- **Records shown**
-=-=-
PR #41, opened 2016-02-03
annotate default arguments as optional

### LINKED ISSUE #40: Default param arguments need to be annotated as optional
```javascript
function foo(x: number, y: string = 'hi')
```

should produce something like

```javascript
function foo(/** number */ x, /** string= */ y = 'hi')
```

Note the equals sign on the 'y' arg.  This is because it's optional for the caller to provide it.

martine:
When a function accepts a default argument, in Closure-land we must
also annotate the type as optional (with the trailing '=' character).

Fixes #40.


rkirov:
LGTM

PR #44, opened 2016-02-03
map TS optional arguments to closure optional arguments

### LINKED ISSUE #43: Optional arguments need to propagate into Closure type
```javascript
function OptionalArgument(x: number, y?: string) {
```

currently does

```javascript
function OptionalArgument(/** number */ x, /** string */ y) {
```

but we need `y` to be `string=`.

martine:
E.g. (x?: number) becomes /** number= */ x.

Fixes #43.

### DIFF
--- a/test_files/es6/optional.js
+++ b/test_files/es6/optional.js
@@ -1,0 +1,2 @@
+function optionalArgument(/** number */ x, /** string= */ y) {
+}
--- a/src/sickle.ts
+++ b/src/sickle.ts
@@ -131,7 +131,7 @@ class Annotator {
           for (let param of fnDecl.parameters) {
             this.writeTextFromOffset(writeOffset, param);
             writeOffset = param.getEnd();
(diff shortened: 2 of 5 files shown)


test_files/es6/optional.js
```diff
@@ -0,0 +1,2 @@
+function OptionalArgument(/** number */ x, /** string= */ y) {
```
mprobst: not sure if we care, but these should be `lowerCamelCase` in Closure style.

mprobst:
LGTM

test_files/es6/optional.js
martine: I guess it's up to the original author to do this though, right, so it's not sickle's problem?  Or do you just mean our test cases ought to match Closure style?

mprobst: I just meant the test case, this is a 100% pure small batch hand made nitpick :-)

PR #45, opened 2016-02-03
insert newlines into jsdoc comments when adding type annotations

### LINKED ISSUE #22: JSDoc comments need an extra newline
```js
class Foo {
  /** js-doc comment with text in it */
  frotz: number;
}
```

becomes

```js
class Foo {
  constructor() {
        /**  js-doc comment with text in it @type { number} */
        this.frotz;
    }
}
```

which is invalid Closure syntax -- we need a newline before that `@type` bit.

martine:
Also be more careful about spotting comments that are jsdoc comments.
Extend the comments test to include more variations of the forms of
jsdoc comments.

Fixes #22.

### DIFF
--- a/src/sickle.ts
+++ b/src/sickle.ts
@@ -196,7 +196,11 @@ class Annotator {
   }
 
   private visitProperty(p: ts.PropertyDeclaration | ts.ParameterDeclaration) {
-    this.maybeVisitType(p.type, this.existingClosureAnnotation(p) + '@type');
+    let existingAnnotation = this.existingClosureAnnotation(p).trim();
+    if (existingAnnotation) {
+      existingAnnotation += '\n';
+    }
+    this.maybeVisitType(p.type, existingAnnotation + '@type');
     this.emit('\nthis.');
     this.emit(p.name.getText());
     this.emit(';');
--- a/test_files/comments.ts
+++ b/test_files/comments.ts
@@ -1,8 +1,21 @@
-class A {
+class Comments {
   /** @export */
-  foo: string;
+  export1: string;
+  // Note: the below @export doesn't make it into the output because it
+  // it isn't in a JSDoc comment.
+  /// @export
+  export2: string;
   /* non js-doc comment */
-  bar: number;
+  nodoc1: number;
   // non js-doc comment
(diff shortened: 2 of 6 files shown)


src/sickle.ts
```diff
@@ -36,6 +36,11 @@ function classHasSuperClass(classNode: ts.ClassDeclaration): boolean {
   return false;
 }
 
+// trim removes leading and trailing whitespace from a string.
+function trim(str: string): string {
```
rkirov: Looks like ES5 has trim already, and I just checked that node v0.12.0 has it, so might as well use that.

src/sickle.ts
```diff
@@ -223,6 +232,9 @@ class Annotator {
     if (/^\/\*\*/.test(comment) && /\*\/$/.test(comment)) {
       return comment.slice(3, comment.length - 2);
     }
+    if (/^\/\/\//.test(comment)) {
```
rkirov: I am being super pedantic but according to http://usejsdoc.org/about-getting-started.html jsdoc must start with `/**`. Maybe rename method to `getComment`

test_files/comments.ts
```diff
@@ -1,8 +1,19 @@
...
+  export1: string;
+  /// @export
+  export2: string;
   /* non js-doc comment */
-  bar: number;
+  nodoc1: number;
   // non js-doc comment
-  buz: number;
+  nodoc2: number;
+  /// inline jsdoc comment without type annotation
```
rkirov: Aren't you worried that this would change the meaning of (arguably invalid) // @export (something that closure would ignore AFAIK) into valid /** @export @type */ . Feels like we would promote wrong style.

src/sickle.ts
martine: Ahhh I was being too clever here -- I don't think closure obeys them either.  I reduced the test and delete this.

src/sickle.ts

test_files/comments.ts
martine: I think I fixed this, let me know if I got it right.

rkirov:
LGTM

PR #48, opened 2016-02-04
Add @export for typescript enums

calebegg:


mprobst:
Not sure I get the context - why would we want to do that?

calebegg:
Discussed offline. Basically, this is the path-of-least-resistance to be able to use Foo.XYZ in our TS code instead of Foo['XYZ'].

src/sickle.ts
```diff
@@ -263,6 +267,17 @@ class Annotator {
     this.emit(': void;\n');
   }
 
+  private visitEnum(node: ts.EnumDeclaration) {
+    this.emit('\n');
+    for (let member of node.members) {
+      this.emit('/** @export */ ');
```
martine: Would it make sense to only @export these if the enum itself is @exported or something?  I'm imagining a hypothetical size-sensitive codebase where we haven't provided any knob to opt out of this.

calebegg: This shouldn't impact the size of the code at all. All this does is allow you to do `Foo.BAR` instead of having to do `Foo['BAR']`. The typescript enum won't get minified either way, because it uses `Foo['BAR']`.

test_files/sickle/enum.ts
```diff
@@ -0,0 +1,3 @@
+enum FooEnum {XYZ, PI = 3.14159}
+/** @export */ FooEnum.XYZ;
```
mprobst: Could we generate this? I think that should (a) tell Closure what's going on and (b) make sure the value is available after minification and (c) allow the constant (`XYZ`) to be renamed.

```
(<any>FooEnum).XYZ = 1;
(<any>FooEnum).PI = 3.14159;
/** @type {FooEnum} */
FooEnum.X;
/** @type {FooEnum} */
FooEnum.PI;
```

mprobst:
LGTM, thanks for the contribution!

Could you rebase and squash on master?

src/sickle.ts
```diff
@@ -263,6 +266,29 @@ class Annotator {
     this.emit(': void;\n');
   }
 
+  private visitEnum(node: ts.EnumDeclaration) {
+    this.emit('/** @typedef {number} */\n');
+    this.writeNode(node);
+    this.emit('\n');
+    let i = 0;
+    for (let member of node.members) {
+      this.emit('/** @type {');
```
mprobst: nit: consider using a ``template ${string}`` for some of this?

src/sickle.ts
```diff
@@ -263,6 +266,29 @@ class Annotator {
     this.emit(': void;\n');
   }
 
+  private visitEnum(node: ts.EnumDeclaration) {
+    this.emit('/** @typedef {number} */\n');
```
mprobst: One more thing: should this be `@typedef` or `@enum`? I'd prefer `@enum` if Closure swallows a non-initialized enum.

src/sickle.ts
calebegg: Done.

src/sickle.ts
mprobst: Mh. Seems not worth the trouble, Closure doesn't like assignment into the enum later on.

PR #49, opened 2016-02-08
don't emit for ambient module declarations

martine:
Skip over the contents of a "declare module ...", as it's only
making declaraitons for TypeScript's (not Closure's) benefit.

### DIFF
--- a/test_files/sickle/declare.ts
+++ b/test_files/sickle/declare.ts
@@ -1,0 +1,18 @@
+declare module DeclareTest {
+  // This enum should not cause any extra sickle statements to be
+  // emitted, because it is contained within a "declare" block.
+  enum FileType {
+    VALID = 1,
+  }
+}
+
+module DeclareTestIncluded {/** @typedef {number} */
+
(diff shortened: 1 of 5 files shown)


test_files/sickle/declare.ts
```diff
@@ -0,0 +1,18 @@
...
+}
+
+module DeclareTestIncluded {/** @typedef {number} */
+
+  // This enum should produce statements, as it's not a "declare".
+  enum FileType {
+    VALID = 1,
+  }
+/** @type {FileType} */
+(<any>FileType).VALID =  1;
```
martine: What this change is addressing is that if we emit this bit of the processed enum in the above module (with the "declare"), it is a TypeScript syntax error because you cannot include statements within a "declare" block.

I'm not sure this solution is great.  :\

martine:
This doesn't work due to a different bug in enums.  I will ping on it once I expect it to work.

rkirov:
Ack. Let me know.

Issue #50, opened 2016-02-08
Export of enum typedef doesn't pass e2e test


martine:
If we generate code like the following, it fails to compile in Closure:

```javascript
/** @typedef {number} */
export var EnumTest2;
(function (EnumTest2) {
    EnumTest2[EnumTest2["XYZ"] = 0] = "XYZ";
    EnumTest2[EnumTest2["PI"] = 3.14159] = "PI";
})(EnumTest2 || (EnumTest2 = {}));
/** @type {EnumTest2} */
EnumTest2.XYZ = 0;  // <- ***fails here***
/** @type {EnumTest2} */
EnumTest2.PI = 3.14159;
```

The error message:

```
[...] ERROR - Bad type annotation. Unknown type EnumTest2
/** @type {EnumTest2} */
           ^
```

Something about export and typedef interacting poorly maybe?

The other weird thing is that I can't reproduce this with the Google-internal JS compiler, which makes me wonder if it's a bug.

martine:
(This is different than our existing "enum" test in that it uses `export enum ...`, which puts an extra `export` in the above output.)

PR #51, opened 2016-02-08
fix enum export by upgrading closure compiler

martine:
If you wrote "export enum ...", the generated ES6 JavaScript would
fail to compile in the Closure compiler.  I tracked this down to
a bug that was fixed in the upstream Closure compiler, so to fix
this I had to make us use a newer version of the upstream compiler.

To use a newer version of the upstream compiler, I removed one of
our indirection layers: we previously used the 'closure-compiler'
npm library which pulled in 'google-closure-compiler', but now the
latter module exposes a simple API so it's easy enough to just use
it directly.

Fixes issue #50.

### DIFF
--- a/test_files/enum.ts
+++ b/test_files/enum.ts
@@ -1,1 +1,4 @@
-enum FooEnum {XYZ, PI = 3.14159}
+enum EnumTest1 {XYZ, PI = 3.14159}
+
+// This additional exported enum is here to exercise the fix for issue #51.
+export enum EnumTest2 {XYZ, PI = 3.14159}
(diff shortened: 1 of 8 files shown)


test_files/enum.ts
```diff
@@ -1 +1,3 @@
-enum FooEnum {XYZ, PI = 3.14159}
\ No newline at end of file
+enum EnumTest1 {XYZ, PI = 3.14159}
+
+export enum EnumTest2 {XYZ, PI = 3.14159}
```
rkirov: OOC what difference does export make?

rkirov: Actually, maybe add a comment to explain why an exported enum needs separate testing.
-=-=-
What is the number of lines in the listing that include the word "trailing"? Give that number and nothing else.

2